▶ _What is needed_
Beneath this task are records; count the lines among them that contain the word "Nice" and answer with the number only.

[Opening Data to examine section]

PR #31, opened 2023-12-12
Adding the network enablement support

berkayoz:
To get the CNI working:
```bash
sudo snap install ./k8s.snap --dangerous
sudo /snap/k8s/current/k8s/connect-interfaces.sh
sudo /snap/k8s/current/k8s/network-requirements.sh
sudo k8s init
sudo k8s enable network 
```

Having `kubernetes-support` interface on `k8sd` is not ideal, however we can not check existing paths without it. Although `mount-observe` feels like it should be enough.

Passing in dynamic values to deployment mechanism is also up for discussion.

### DIFF
--- a/src/k8s/pkg/component/hook.go
+++ b/src/k8s/pkg/component/hook.go
@@ -1,0 +1,93 @@
+package component
+
+import (
+	"fmt"
+	"net"
+	"strings"
+
+	"github.com/canonical/k8s/pkg/utils"
+)
+
+type valuesHook func() (map[string]any, error)
+
+var valuesHooks = map[string]valuesHook{
+	"network": networkValues,
+}
+
+func networkValues() (map[string]any, error) {
+	bpfMnt, err := utils.GetMountPath("bpf")
+	if err != nil {
+		return nil, fmt.Errorf("failed to get bpf mount path: %w", err)
+	}
+
+	cgrMnt, err := utils.GetMountPath("cgroup2")
+	if err != nil {
+		return nil, fmt.Errorf("failed to get cgroup2 mount path: %w", err)
+	}
+
+	// TODO: the cluster cidr should be configurable through a common interface
+	clusterCIDRStr, err := utils.GetServiceArgument("kube-proxy", "--cluster-cidr")
+	if err != nil {
+		return nil, fmt.Errorf("failed to get cluster cidrs from kube-proxy arguments: %w", err)
+	}
+
+	clusterCIDRs := strings.Split(clusterCIDRStr, ",")
+	if v := len(clusterCIDRs); v != 1 && v != 2 {
+		return nil, fmt.Errorf("invalid kube-proxy --cluster-cidr value: %v", clusterCIDRs)
+	}
+
+	var (
+		ipv4CIDR string
+		ipv6CIDR string
+	)
+	for _, cidr := range clusterCIDRs {
+		_, parsed, err := net.ParseCIDR(cidr)
+		switch {
+		case err != nil:
+			return nil, fmt.Errorf("failed to parse cidr: %w", err)
+		case parsed.IP.To4() != nil:
+			ipv4CIDR = cidr
+		default:
+			ipv6CIDR = cidr
+		}
+	}
+
+	values := map[string]any{
+		"cni": map[string]any{
+			"confPath": "/etc/cni/net.d",
+			"binPath":  "/opt/cni/bin",
+		},
+		"daemon": map[string]any{
+			"runPath": utils.SnapCommonPath("var", "run", "cilium"),
+		},
+		"operator": map[string]any{
+			"replicas": 1,
+		},
+		"ipam": map[string]any{
+			"operator": map[string]any{
+				"clusterPoolIPv4PodCIDRList": ipv4CIDR,
+				"clusterPoolIPv6PodCIDRList": ipv6CIDR,
+			},
+		},
+		"nodePort": map[string]any{
+			"enabled": true,
+		},
+		"bpf": map[string]any{
+			"autoMount": map[string]any{
+				"enabled": false,
+			},
+			"root": bpfMnt,
+		},
+		"cgroup": map[string]any{
+			"autoMount": map[string]any{
+				"enabled": false,
+			},
+			"hostRoot": cgrMnt,
+		},
+		"l2announcements": map[string]any{
+			"enabled": true,
+		},
+	}
+
+	return values, nil
+}
--- a/tests/e2e/lxd-profile.yaml
+++ b/tests/e2e/lxd-profile.yaml
@@ -10,7 +10,19 @@ config:
   security.nesting: "true"
   security.privileged: "true"
 devices:
-  dev_kmsg:
+  aadisable:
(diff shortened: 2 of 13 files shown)


src/k8s/pkg/component/hook.go
```diff
@@ -0,0 +1,93 @@
...
+		_, parsedCidr, err := net.ParseCIDR(cidr)
+		if err != nil {
+			return nil, fmt.Errorf("failed to parse cidr: %w", err)
+		}
+		if parsedCidr.IP.To4() != nil {
+			ipv4Cidr = cidr
+		} else {
+			ipv6Cidr = cidr
+		}
+	}
```
neoaggelos, line 53: Nice work, some nit styling suggestions:

- capitalize things like CIDR
- len(CIDR) is only used in the if statement check
- line 38, we are not wrapping the error (we have already checked it's nil), rather explain what is the problem
- for multiple if-else statements, prefer a switch instead

```suggestion
	clusterCIDRStr, err := utils.GetServiceArgument("kube-proxy", "--cluster-cidr")
	if err != nil {
		return nil, fmt.Errorf("failed to read kube-proxy --cluster-cidr argument: %w", err)
	}

	clusterCIDRs := strings.Split(clusterCIDRStr, ",")
	if v := len(clusterCIDRs); v != 1 && v != 2 {
		return nil, fmt.Errorf("invalid kube-proxy --cluster-cidr value: %v", clusterCIDRs)
	}

	var (
		ipv4CIDR string
		ipv6CIDR string
	)
	for _, cidr := range clusterCIDRs {
		_, parsed, err := net.ParseCIDR(cidr)
		switch {
		case err != nil:
			return nil, fmt.Errorf("failed to parse cidr: %w", err)
		case parsed.IP.To4() != nil:
			ipv4CIDR = cidr
		case parsed.IP.To6() != nil:
			ipv6CIDR = cidr
		}
	}
```

tests/e2e/lxd-profile.yaml
```diff
@@ -10,7 +10,19 @@ config:
...
     source: /dev/kmsg
     type: unix-char
+  aadisable3:
+    path: /sys/fs/bpf
+    source: /sys/fs/bpf
+    type: disk
+  aadisable4:
+    path: /proc/sys/net/netfilter/nf_conntrack_max
+    source: /proc/sys/net/netfilter/nf_conntrack_max
+    type: disk
```
neoaggelos, line 28: newline at EOF

neoaggelos (commented):
Almost there, just some cleanup and we're good to go! Nice work!

src/k8s/pkg/component/hook.go
```diff
@@ -0,0 +1,93 @@
...
+	"github.com/canonical/k8s/pkg/snap"
+)
+
+type valuesHook func() (map[string]interface{}, error)
+
+var valuesHooks = map[string]valuesHook{
+	"network": networkValues,
+}
+
+func networkValues() (map[string]interface{}, error) {
```
bschimke95, line 18: here and in a lot of other places: Use `any` instead of `interface{}`

https://google.github.io/styleguide/go/decisions#use-any

src/k8s/pkg/k8s/utils/file.go
```diff
@@ -11,8 +11,22 @@ import (
...
 )
 
+// GetMountPath returns the first mountpath for a given filesystem type.
+func GetMountPath(fsType string) (string, error) {
+	mounts, err := mountinfo.GetMounts(mountinfo.FSTypeFilter(fsType))
+	if err != nil {
+		return "", fmt.Errorf("failed to find the mount info for %s: %w", fsType, err)
+	}
+	if len(mounts) == 0 {
+		return "", fmt.Errorf("failed to find the mount info for %s", fsType)
```
bschimke95, line 24: `fmt.Error("could not find any %s filesystem mount", fsType)`

seems more accurate.

tests/e2e/tests/e2e_util/util.py
```diff
@@ -57,11 +56,120 @@ def run_with_retry(
                     raise e
 
 
+def retry_until_condition(
```
bschimke95, line 59: seems like we start to need more advanced retry logic. 
It's probably time to move to something like https://github.com/jd/tenacity

bschimke95: no need to do this in this PR - just add a TODO so that we can create follow-up cards

tests/e2e/tests/e2e_util/util.py
```diff
@@ -57,11 +56,120 @@ def run_with_retry(
...
+        check=True,
+    )
+
+
 # Installs and setups the k8s snap on the given instance and connects the interfaces.
 def setup_k8s_snap(h: harness.Harness, instance_id: str, snap_path: Path):
     LOG.info("Install snap")
     h.send_file(instance_id, config.SNAP, snap_path)
     h.exec(instance_id, ["snap", "install", snap_path, "--dangerous"])
+    h.exec(instance_id, ["snap", "install", "kubectl", "--classic"])
```
bschimke95, line 172: We still ship the kubectl binary at `/snap/k8s/current/bin/kubectl`.
No need to install it via snap.

tests/e2e/tests/e2e_util/util.py
```diff
@@ -72,25 +180,12 @@ def wait_until_k8s_ready(h: harness.Harness, instance_id):
...
-        except subprocess.CalledProcessError:
-            time.sleep(5)
-
-    if not success:
-        pytest.fail("Kubelet node did not register")
+
+    result = retry_until_condition(
+        h,
+        instance_id,
+        ["k8s", "kubectl", "get", "node", hostname, "--no-headers"],
```
bschimke95, line 187: This will break.
We do not expose `k8s kubectl` right now.

tests/e2e/tests/test_network.py
```diff
@@ -0,0 +1,131 @@
...
+            "cilium-agent",
+            "--",
+            "cilium",
+            "status",
+            "--brief",
+        ],
+        capture_output=True,
+    )
+
+    assert p.stdout.decode().strip() == "OK"
```
bschimke95, line 72: @neoaggelos WDYT about changing the default behavior of `harness.exec` to return the decoded stdout? In most of the tests that we only want to check the output. 
We could still have something like a `decode=False` parameter in case we need to inspect the Command.

tests/e2e/tests/test_smoke.py
```diff
@@ -21,6 +21,7 @@ def test_smoke(h: harness.Harness, tmp_path: Path):
 
     util.setup_k8s_snap(h, instance_id, snap_path)
     h.exec(instance_id, ["k8s", "init"])
+    util.setup_network(h, instance_id)
 
     # TODO(bschimke): The node will not report ready as the CNI is not yet implemented in the k8s snap.
```
bschimke95, line 26: This is not true anymore.

As a side-note:
For more sophisticated tests we probably will need another method later. Something like:
```
util.setup_k8s(..., components=["network", "dns", ...])
```

bschimke95 (commented):
Looks good, some final comments

bschimke95 (approved):
LGTM, great work!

[Closing Data to examine section]

▶ _Answer to this task_
2